State of the U.S. Multifamily Market: Q3 2023

A Challenged Multifamily Market Shows Bright Spots in Q3 2023

Has the turbulence in the economy and multifamily industry begun to calm down? In their latest webinar, CoStar’s Christine Cooper and Jay Lybik examined the signs of a market inching towards recovery, even as economic uncertainty poses a risk to these trends.

 

An economic upswing, but for how long?

The U.S. economy has shown “strong momentum” in the third quarter, said Cooper, CoStar’s managing director and chief U.S. economist. In addition to 3-percent annualized growth, the labor market remained strong with 336,000 jobs added in September, while services industries such as travel and entertainment continued to expand.

But not all economic news is positive. Despite substantial progress, inflation still remains a concern, and Cooper pointed to both the consumer price index and core CPI landing well above the Federal Reserve’s inflation target of 2 percent.

At the same time, wage growth and real disposable income have declined. Household spending is likely to weaken, Cooper said, thanks to a drop in consumer confidence, a rise in credit card delinquencies, and the return of student loan payments.
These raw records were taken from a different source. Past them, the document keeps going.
PR #12269, opened 2023-06-27
few tweaks to driver finding logic

titusfortner:
### Description
1. Don't execute Java `ExecutableFinder()` if a System Property has been defined
2. Python log results even if error code isn't 0

### Motivation and Context
Ensured logic the same between Java/Python/Ruby/.NET

### DIFF
--- a/java/src/org/openqa/selenium/remote/service/DriverFinder.java
+++ b/java/src/org/openqa/selenium/remote/service/DriverFinder.java
@@ -14,11 +14,14 @@ public class DriverFinder {
 
   public static String getPath(DriverService service, Capabilities options) {
     Require.nonNull("Browser options", options);
-    String defaultPath = new ExecutableFinder().find(service.getDriverName());
-    String exePath = System.getProperty(service.getDriverProperty(), defaultPath);
+    String exePath = System.getProperty(service.getDriverProperty());
+
+    if (exePath == null) {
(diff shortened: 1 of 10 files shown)


diemol (commented):
Does this mean we are letting Selenium Manager find the driver on the PATH in Java?

titusfortner:
No, not yet. The default parameter for getProperty always evaluates, even when there is a property, which is less performant and unnecessary. So very minor performance improvement; and now we just remove those 3 lines when we do let SM get from PATH.

java/src/org/openqa/selenium/remote/service/DriverFinder.java
```diff
@@ -14,11 +14,14 @@ public class DriverFinder {
 
   public static String getPath(DriverService service, Capabilities options) {
     Require.nonNull("Browser options", options);
-    String defaultPath = new ExecutableFinder().find(service.getDriverName());
```
diemol, line 17: This line is the one that finds the driver on the PATH, and it is getting removed. Right?

titusfortner: no, it moved to line 20. I moved it after `getProperty()` with a conditional to only execute if there was no property found.

diemol: You are right.

diemol (approved):

PR #12294, opened 2023-06-29
[java] make external modules static

joerg1985:
### Motivation and Context
In the past without the java module system you could exclude jars from the dependencies in your pom.xml.
This helped to reduce the overhead of dependencies which where not used by your code.
e.g. if you do not use the new JDK HttpClient you could exclude the netty async client.

With the module system enabled this was not possible, the netty async client was a required module.
When compiling the code a `module not found` error is raised.

### Description
This change will use the static modifier on external² modules, making them [optional at runtime](https://nipafx.dev/java-modules-optional-dependencies/). The user can now remove them and might risk to get an exception at runtime.

² not selenium and not java modules

### Types of changes

### Checklist


joerg1985:
@titusfortner this is what we wrote about in slack.

joerg1985:
The browser driver jars should also be static, so i need to rework this.

joerg1985:
Looks like the browser jars are not referenced in the other jars so there is no need to make them static.

@shs96c I am not sure if the flags are really set in the final jars, e.g. the transitive flag is set for `java.logging` in `org.seleniumhq.selenium.api`, but the module-info.class has this flag not set as far as i can tell. I see a change in the outJar when changing the flags. So i assume the flags are lost in the bazel-jar-magic but did not find the cause for this.

diemol (approved):
Thank you, @joerg1985!

PR #12298, opened 2023-07-01
[rb] move logging and rspec matchers to top namespace

titusfortner:
### Description
* move custom logger RSpec matchers to same place as logger
* matchers must match both ID and log level/type
* matchers can work with logs that aren't `Selenium::WebDriver.logger` (requires forwarding `progname`)
* allow matching multiple log ids
* matcher log level names are past-tense

### Motivation and Context
* Would like to be able to use the matchers in other projects (Watir)
* Previously added support for matching any log level but didn't enforce it, only the ids
* Contemplating moving these files into a separate package for Selenium 5

### Considerations

Should this file be namespaced?
Is there a better alternative to passing in a custom logger with each method?

### Types of changes


titusfortner:
Also, should we move the `self.logger` method out of `selenium/webdriver.rb` and into `selenium/webdriver/common/logger.rb`? If a class like `Selenium::Server` were to use it, it wouldn't need to pull in all of Selenium to make that work.

rb/lib/selenium/logger/logger_matchers.rb
```diff
@@ -0,0 +1,78 @@
...
+LEVELS = {errored: 'ERROR',
+          warned: 'WARN',
+          waring: 'WARN',
+          deprecated: 'WARN',
+          info: 'INFO',
+          informed: 'INFO',
+          debugged: 'DEBUG'}.freeze
+
+LEVELS.each_key do |level|
+  RSpec::Matchers.define :"have_#{level}" do |expected_ids, logger = nil|
```
p0deje: This will be loaded in runtime where RSpec might be unavailable. It would be better to keep it in `rb/spec/` so it's not part of the gem itself.

titusfortner:
I put this at top level in case we want to release a separate `selenium-logger.gem`, or, even, split this code into a separate repo/project since it isn't part of "core" Selenium. It will also make it easier to have separate loggers for devtools gem or server class or selenium-manager if we make that its own gem as well.

p0deje:
> I put this at top level in case we want to release a separate `selenium-logger.gem`, or, even, split this code into a separate repo/project since it isn't part of "core" Selenium. It will also make it easier to have separate loggers for devtools gem or server class or selenium-manager if we make that its own gem as well.

You would then need to make sure that matchers are not loaded unless RSpec is available.

titusfortner:
Yeah, this needed several pieces of tidying still.
* everything namespaced `Selenium::Logger`
* rescuing LoadError if RSpec not installed
* removed hard coded reference to `Selenium::WebDriver.logger`, which means users have to explicitly pass in the logger being used

p0deje (approved):

PR #12299, opened 2023-07-02
[rb] implement downloading grid with Selenium Manager

titusfortner:
### Status
I'm moving this to draft for us to discuss whether we want to implement this in other bindings and synchronize the versions.

Also, play-by-play is here - https://www.youtube.com/watch?v=0rL6Dtoo8As

### Description
* Created method for downloading grid in Selenium Manager
* Executes by default with old method as backup

### Motivation and Context
* Remove network command executions from Selenium code and let the binary manage it

### Types of changes

### DIFF
--- a/rb/lib/selenium/server.rb
+++ b/rb/lib/selenium/server.rb
@@ -79,25 +79,14 @@ module Selenium
       #
 
       def download(required_version = :latest)
-        required_version = latest if required_version == :latest
-        download_file_name = "selenium-server-#{required_version}.jar"
-
-        return download_file_name if File.exist? download_file_name
-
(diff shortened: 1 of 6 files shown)


p0deje (approved):
`selenium/server.rb` always seemed to much for me - I like SM approach.

titusfortner:
I think ruby is the only one that implemented it in the first place, though. It's a great feature, and would be nice to have in all the bindings.

But yes, this is exactly the kind of overhead and duplication that Selenium manager is great at removing. (thanks again @bonigarcia)

diemol:
I believe we still want to implement this.

PR #12320, opened 2023-07-06
[java] less memory allocation

joerg1985:
### Description
Optimized atoms and the grid server to create less garbage objects.

### Motivation and Context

Cooled by rising mortgage rates, the housing market is in decline, and the manufacturing sector, which is sensitive to borrowing costs, has seen 11 straight months of contraction.

The threat of a mild recession remains. Geopolitical events, a potential government shutdown, and the slowdown of the automotive sector all raise the likelihood of this possibility.

“It might start later than we expected, but our most accurate recession probability indicators are flashing danger signals,” Cooper said.

 

Demand for apartments slowly rising

The multifamily sector is slowly, if unevenly, heading toward recovery. Lybik, CoStar’s national director of multifamily analytics, pointed to the positive demand trendline to highlight this shift.

2023 has seen three consecutive quarters of increasing renter demand. With 70,000 units of absorption, the three-star class has help push up the overall demand numbers, an encouraging rebound from the negative numbers posted last year.

But even as absorption rises to its highest quarterly number in two years, deliveries have remained at record levels, keeping supply well above demand. This imbalance drove the national vacancy rate up to 7.0 percent by the end of September and is most pronounced for four- and five-star apartments.

 

Record-high deliveries take a toll on rent growth

With almost 1 million units under construction as of September, rent growth for four- and five-star units has taken a dive. These high-end apartments comprise 70 percent of the units currently under construction, Lybik said, and the vacancy rate for this class has reached 9.6 percent.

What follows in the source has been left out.